Plant viruses pose a serious and ongoing threat to global agriculture in tropical to temperate regions. Among the most damaging are begomoviruses, a group of DNA viruses spread by whiteflies that infect many important food crops, including eggplant, tomato, pepper, cucurbit, cassava, and cotton. Infected plants often develop yellowing and curling leaves, stunted growth, and reduced yields, leading to significant economic losses for farmers.
In a new study published on December 27, 2025, in Theoretical and Applied Genetics , Volume 139, Article Number 20, researchers identified a gene in eggplant (Solanum melongena) that provides resistance to begomovirus infection. The work reveals a previously unknown defense mechanism and highlights clear biological differences between virus-resistant and virus-susceptible plants.

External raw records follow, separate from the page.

PR #517, opened 2018-04-27
Add signing hint in package-source.sh helper

benrubson:
Hi,

This PR adds the output of archive hashes in package-source.sh helper.

Thx 👍 

Ben


rfjakob:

The study was led by Associate Professor Sota Koeda from the Graduate School of Agriculture, Kindai University, along with Nadya Syafira Pohan (Ph.D. candidate) from Kindai University. According to Dr. Koeda, "This study is the first to clone a begomovirus resistance gene in eggplant. We also demonstrated, for the first time in plants, that an exonuclease is associated with begomovirus resistance."
The researchers focused on a gene known as Eggplant yellow leaf curl disease virus resistance 1 (Ey-1). This gene encodes a DEDDh exonuclease, an enzyme that can degrade nucleic acids (DNA and/or RNA). In simple terms, the enzyme appears to damage the virus's genetic material, limiting its ability to multiply inside plant cells. To understand how Ey-1 works, the team compared eggplant lines that were resistant to begomoviruses with those that were susceptible. When exposed to the virus, resistant plants remained largely healthy, showing normal leaf shape and growth. In contrast, susceptible plants developed severe leaf curling and other disease symptoms, typical signs of begomovirus infection.
The difference was not just visible but measurable. The researchers found that virus-resistant plants accumulated far lower levels of viral DNA than susceptible plants. This result confirmed that Ey-1 does not merely reduce symptoms but actively limits viral accumulation inside the plant. This distinction between resistant and susceptible plants is especially important for agriculture. Begomoviruses are difficult to control because they are transmitted by whiteflies, which are hard to manage and increasingly resistant to chemical insecticides. As a result, farmers often rely on repeated pesticide applications, which can harm the environment and pose risks to human health.
"Our findings will contribute to the eco-friendly control of begomovirus-caused diseases and help ensure food security," says Dr. Koeda.
The study's implications extend beyond eggplant. By understanding how Ey-1 confers resistance, plant breeders may be able to develop new crop varieties that are naturally protected against begomoviruses. Such crops would reduce the need for insecticides by targeting the virus itself rather than its insect vector. Dr. Koeda emphasizes the long-term benefits of this approach: "This knowledge can be applied to breed virus-resistant crops, which would reduce the amount of insecticide used to control whiteflies. This would benefit not only the natural environment but also the health of producers."
The motivation behind the research is rooted in real-world experience. Dr. Koeda has visited vegetable-growing regions in Japan and overseas, particularly in tropical and subtropical areas where begomovirus outbreaks can devastate crop production. These observations highlight the urgent need for durable, genetics-based solutions.
In conclusion, by clearly linking a single gene to measurable differences between virus-resistant and virus-susceptible plants, the study provides a strong foundation for future breeding efforts. The discovery of Ey-1 represents a meaningful step toward more resilient crops and safer, more sustainable food production systems.